#### Dataset entries
┄┄┄┄┄┄┄┄┄┄┄┄┄┄┄┄┄┄┄┄
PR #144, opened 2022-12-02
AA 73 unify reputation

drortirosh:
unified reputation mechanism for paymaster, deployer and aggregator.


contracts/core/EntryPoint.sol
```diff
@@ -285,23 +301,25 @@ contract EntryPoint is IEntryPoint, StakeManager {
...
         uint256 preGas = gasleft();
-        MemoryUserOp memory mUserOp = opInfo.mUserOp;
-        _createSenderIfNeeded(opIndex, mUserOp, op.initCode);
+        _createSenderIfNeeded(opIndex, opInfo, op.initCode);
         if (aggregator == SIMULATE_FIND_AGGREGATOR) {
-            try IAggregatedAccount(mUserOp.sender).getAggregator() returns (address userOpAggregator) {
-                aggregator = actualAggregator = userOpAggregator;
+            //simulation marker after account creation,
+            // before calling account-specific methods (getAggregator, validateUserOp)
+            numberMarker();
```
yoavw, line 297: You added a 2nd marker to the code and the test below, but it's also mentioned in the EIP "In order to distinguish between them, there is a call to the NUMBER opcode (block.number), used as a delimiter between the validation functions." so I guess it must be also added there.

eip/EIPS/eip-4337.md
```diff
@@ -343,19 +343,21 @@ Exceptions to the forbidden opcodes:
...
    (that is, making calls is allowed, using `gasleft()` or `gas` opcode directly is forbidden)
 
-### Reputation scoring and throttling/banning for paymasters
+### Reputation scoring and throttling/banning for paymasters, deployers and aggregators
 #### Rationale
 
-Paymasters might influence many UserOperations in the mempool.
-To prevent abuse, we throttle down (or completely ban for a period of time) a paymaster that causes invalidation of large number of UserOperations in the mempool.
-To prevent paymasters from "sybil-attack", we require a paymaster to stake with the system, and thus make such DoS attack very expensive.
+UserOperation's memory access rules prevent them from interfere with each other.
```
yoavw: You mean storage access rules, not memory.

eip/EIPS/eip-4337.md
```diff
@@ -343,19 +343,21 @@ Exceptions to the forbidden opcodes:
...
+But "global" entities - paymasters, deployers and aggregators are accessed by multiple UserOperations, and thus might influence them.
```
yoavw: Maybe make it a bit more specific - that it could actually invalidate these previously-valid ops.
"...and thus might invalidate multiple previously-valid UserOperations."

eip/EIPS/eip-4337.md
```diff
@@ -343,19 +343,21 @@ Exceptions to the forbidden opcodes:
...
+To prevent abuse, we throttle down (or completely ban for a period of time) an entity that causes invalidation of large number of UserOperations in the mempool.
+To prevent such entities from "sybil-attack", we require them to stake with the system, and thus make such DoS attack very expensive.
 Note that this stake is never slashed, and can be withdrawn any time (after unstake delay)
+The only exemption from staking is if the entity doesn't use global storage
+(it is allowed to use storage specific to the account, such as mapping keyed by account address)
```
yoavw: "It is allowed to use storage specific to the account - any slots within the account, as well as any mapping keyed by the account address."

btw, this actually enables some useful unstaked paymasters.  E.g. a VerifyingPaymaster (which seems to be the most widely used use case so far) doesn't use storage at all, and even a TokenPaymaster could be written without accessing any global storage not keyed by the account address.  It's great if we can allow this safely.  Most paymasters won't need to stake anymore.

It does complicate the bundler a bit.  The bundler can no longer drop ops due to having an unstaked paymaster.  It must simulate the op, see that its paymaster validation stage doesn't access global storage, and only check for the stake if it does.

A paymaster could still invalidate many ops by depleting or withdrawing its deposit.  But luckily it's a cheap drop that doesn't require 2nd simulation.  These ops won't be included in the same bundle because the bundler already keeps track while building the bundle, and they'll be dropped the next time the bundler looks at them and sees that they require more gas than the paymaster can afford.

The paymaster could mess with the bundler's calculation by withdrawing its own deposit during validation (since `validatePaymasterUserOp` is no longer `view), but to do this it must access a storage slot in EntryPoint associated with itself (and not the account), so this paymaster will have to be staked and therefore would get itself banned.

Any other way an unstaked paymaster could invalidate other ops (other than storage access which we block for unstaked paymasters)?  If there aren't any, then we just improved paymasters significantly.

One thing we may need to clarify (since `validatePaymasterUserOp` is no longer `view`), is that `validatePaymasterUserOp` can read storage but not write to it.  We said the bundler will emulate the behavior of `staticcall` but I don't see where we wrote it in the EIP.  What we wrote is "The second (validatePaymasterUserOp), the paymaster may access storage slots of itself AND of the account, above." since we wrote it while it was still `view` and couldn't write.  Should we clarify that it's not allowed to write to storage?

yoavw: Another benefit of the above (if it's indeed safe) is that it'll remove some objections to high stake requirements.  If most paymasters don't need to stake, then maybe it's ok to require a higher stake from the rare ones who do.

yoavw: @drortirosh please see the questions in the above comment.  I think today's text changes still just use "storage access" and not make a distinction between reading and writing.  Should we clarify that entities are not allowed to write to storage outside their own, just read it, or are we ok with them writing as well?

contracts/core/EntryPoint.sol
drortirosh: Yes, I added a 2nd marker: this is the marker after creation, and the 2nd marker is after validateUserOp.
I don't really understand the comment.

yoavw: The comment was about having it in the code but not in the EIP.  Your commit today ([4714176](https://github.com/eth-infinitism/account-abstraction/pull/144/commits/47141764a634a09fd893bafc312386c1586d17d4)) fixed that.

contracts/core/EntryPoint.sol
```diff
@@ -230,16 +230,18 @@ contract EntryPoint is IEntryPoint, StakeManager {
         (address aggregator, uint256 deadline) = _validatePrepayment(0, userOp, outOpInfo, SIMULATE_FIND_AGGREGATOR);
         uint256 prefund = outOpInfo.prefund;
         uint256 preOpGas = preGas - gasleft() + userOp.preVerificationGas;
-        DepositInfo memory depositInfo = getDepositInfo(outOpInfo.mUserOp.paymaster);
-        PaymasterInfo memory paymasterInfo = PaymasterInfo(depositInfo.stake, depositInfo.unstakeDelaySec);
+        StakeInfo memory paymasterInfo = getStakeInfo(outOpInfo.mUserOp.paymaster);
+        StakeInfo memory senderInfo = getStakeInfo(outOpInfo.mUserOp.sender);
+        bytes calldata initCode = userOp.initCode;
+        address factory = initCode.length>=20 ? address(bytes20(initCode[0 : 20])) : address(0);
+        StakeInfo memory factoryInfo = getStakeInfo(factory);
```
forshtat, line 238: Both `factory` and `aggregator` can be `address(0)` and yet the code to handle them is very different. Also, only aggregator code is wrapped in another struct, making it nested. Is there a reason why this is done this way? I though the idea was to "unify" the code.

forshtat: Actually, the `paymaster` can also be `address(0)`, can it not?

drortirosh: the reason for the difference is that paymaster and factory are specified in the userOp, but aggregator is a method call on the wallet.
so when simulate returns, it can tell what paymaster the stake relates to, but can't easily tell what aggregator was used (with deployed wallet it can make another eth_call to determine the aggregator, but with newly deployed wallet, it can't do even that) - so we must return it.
┄┄┄┄┄┄┄┄┄┄┄┄┄┄┄┄┄┄┄┄
#### Work instruction
Copy each line from the entries above that has the word "only" in it.

#### Problem solution
+The only exemption from staking is if the entity doesn't use global storage
It does complicate the bundler a bit.  The bundler can no longer drop ops due to having an unstaked paymaster.  It must simulate the op, see that its paymaster validation stage doesn't access global storage, and only check for the stake if it does.
forshtat, line 238: Both `factory` and `aggregator` can be `address(0)` and yet the code to handle them is very different. Also, only aggregator code is wrapped in another struct, making it nested. Is there a reason why this is done this way? I though the idea was to "unify" the code.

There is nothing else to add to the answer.